The big shadow here is the threat of a transatlantic green trade war. Joe Biden's new legislation to boost America's green economy includes £300bn of subsidies for the purchase of electric cars, but only if they are mainly manufactured in North America. The Inflation Reduction Act also affects a swathe of other manufacturing and production and is persuading some European companies to relocate factories to the US. Even fertiliser companies are having their heads turned and wondering why European leaders aren't bringing in similar laws.

The US suggests its new legislation is aimed at competing with China. But EU leaders are furious and about to respond, potentially with significant subsidies of their own, presumably also containing "Buy European" clauses.

If the three major trade blocks try to out-subsidise each other, what should "global Britain" do? The "globe" that Britain tried to "re-engage" with after Boris Johnson's post-Brexit break with Europe's single market is really rather different now.

Would EU "buy European" strictures include the UK? The government has expressed some concerns in a letter to the White House, but it is unclear what Britain's strategy is, or if there is one. It isn't just about low carbon manufacturing either. Similar dynamics - an attempted US-EU carve-up - are also apparent in the recent drive to re-shore production of microchips from east Asia.

This new divided Davos backdrop to the global economy could have profound consequences for how much things cost, and where they are made.
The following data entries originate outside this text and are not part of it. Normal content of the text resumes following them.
PR #1256, opened 2024-05-15
Fix direct drive bugs

jtgrasb:
The inertia and damping terms of the direct drive PTO had the wrong sign. This PR updates them to both have a negative sign.


dforbush2:
thanks for the fast fix @jtgrasb 
squash and merged.

PR #1263, opened 2024-06-08
Update readCAPYTAINE.m to read Khs from .nc

salhus:
Latest version of capytaine writes hydrostatics data in the .nc file. This PR adds some code to read the hydrostatics data directly from the .nc file and removes the need to have a separate function that first writes a .dat file in python.

### DIFF
--- a/source/functions/BEMIO/readCAPYTAINE.m
+++ b/source/functions/BEMIO/readCAPYTAINE.m
@@ -218,7 +218,7 @@ for m = 1:hydro(F).Nb
         raw = textscan(fileID,'%[^\n\r]');
         raw = raw{:};
         fclose(fileID);
-        for i=1:6
+        for i = 1:6
             tmp = textscan(raw{i},'%f');
             hydro(F).Khs(i,:,m) = tmp{1,1}(1:6);  % Linear restoring stiffness
         end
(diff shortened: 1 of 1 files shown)


akeeste:
Thanks @salhus. I pushed a few updates to this PR:
- [x] updated error handling for Khs
- [x] combined the code that searches the .nc and .dat files for Khs into one segment for more robust error handling
- [x] added the same Khs workflow for the other hydrostatics parameters that are read from Hydrostatics.dat

If a user properly adds all hydrostatics data to their Capytaine dataset (``hydrostatic_stiffness``, ``center_of_mass``, ``center_of_buoyancy``, ``volume``), users should not need any custom .dat files.

@mancellin It would be much more robust for BEMIO to read  ``center_of_mass``, ``center_of_buoyancy``, and ``volume`` if they were added to the output dataset by default.

Noting that right now the Khs will not read from the .nc file properly if bodies have <6 DOFs. This is an ongoing problem and I'm working on a broader fix for readCapytaine in this case.

akeeste:
I will merge when the tests pass

mancellin:
> It would be much more robust for BEMIO to read center_of_mass, center_of_buoyancy, and volume if they were added to the output dataset by default.

I was delaying this until I have a proper way to handle also the multiple body cases, but maybe we can implement something already for the single rigid body case.

akeeste:
thanks @mancellin, great to hear that it is in progress. No rush from my perspective. When this is added on the Capytaine side we will update the BEMIO function accordingly.

PR #1198, opened 2024-01-05
PTO Extension Feature

Allison-File:
The PTO Extension feature was developed to address the issues described within the ‘new initial displacement implementation’ task card. The current initial displacement feature doesn't actually displace bodies but instead changes their locations entirely. The PTO Extension feature corrects this issue by allowing for the defined PTO displacement to propagate throughout the system, resulting in an accurate reflection of the initial position of each body without requiring the user to individually calculate and define. This feature was implemented on several PTO library blocks including: Translational PTO, Rotational PTO, Rotational PTO Actuation Motion, and Translational PTO Actuation Force.

The PTO Extension Feature includes the following changes:

1. Established an ‘extension’ property within the PTO Class
        -This property defines the priority, value, and checkbox initialization options for the specify position target checkbox of 
           each PTO library block joint

2. Edited the PTO library blocks
        - Set the joint block position target value as pto.extension.PositionTargetValue, which can be defined in the 
           wecSimInputFile

        - Added an if statement in the PTO library block mask to allow the pto.extension.PositionTargetSpecify to 
          turn on the specify position target checkbox if defined as a value of 1 in the wecSimInputFile.

3. Documentation
        - Updated the pto.rst file to include a detailed explanation of the PTO Extension Feature and how to initialize within the 
         wecSimInputFile. This includes a visual of the feature being implemented within the WECCCOMP wavestar model.

        - Updated the applications.rst file to include an explanation of the applications case employing the PTO Extension 
         feature for the RM3 model.

[PTO Extension Feature.pdf](https://github.com/WEC-Sim/WEC-Sim_Applications/files/13892141/PTO.Extension.Feature.pdf)

PR #1264, opened 2024-06-10
Add missing mask initialization line in spherical constraint

akeeste:
#1198 added PTO/Constraint extension. I missed a line in the new mask initialization when I extended the PTO extension feature to the spherical constraint, causing the Cable Application to fail on dev. This PR fixes that line and the Cable example runs locally now.

#1198 is only in dev, so this bugfix is going straight into dev.

I double checked the other relevant constraint/PTO blocks and they should have the right mask commands already.


akeeste:
@MShabara Once these tests finish passing, I will merge this PR so that the Applications tests re-run and we can confirm that the Cable Application is working again.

It is a precise reversal of the consensus seen at the World Economic Forum for decades. Things are very much up for grabs here.

And lastly, many corporate leaders seem to have spent their Christmases being shocked by the cost-saving potential of the new artificial intelligence platform ChatGPT 3. There is a school of thought that the next iteration of this technology from OpenAI - ChatGPT 4 - could be so impactful as to cause a global economic shock. It will be a quantum leap for technology, but at the expense of making millions of existing jobs redundant.

With war in Europe, China reopening, and a long anticipated technological revolution occurring, policy and investment decisions will be made at Davos this week that could change the direction of the world economy, and so impact us all profoundly.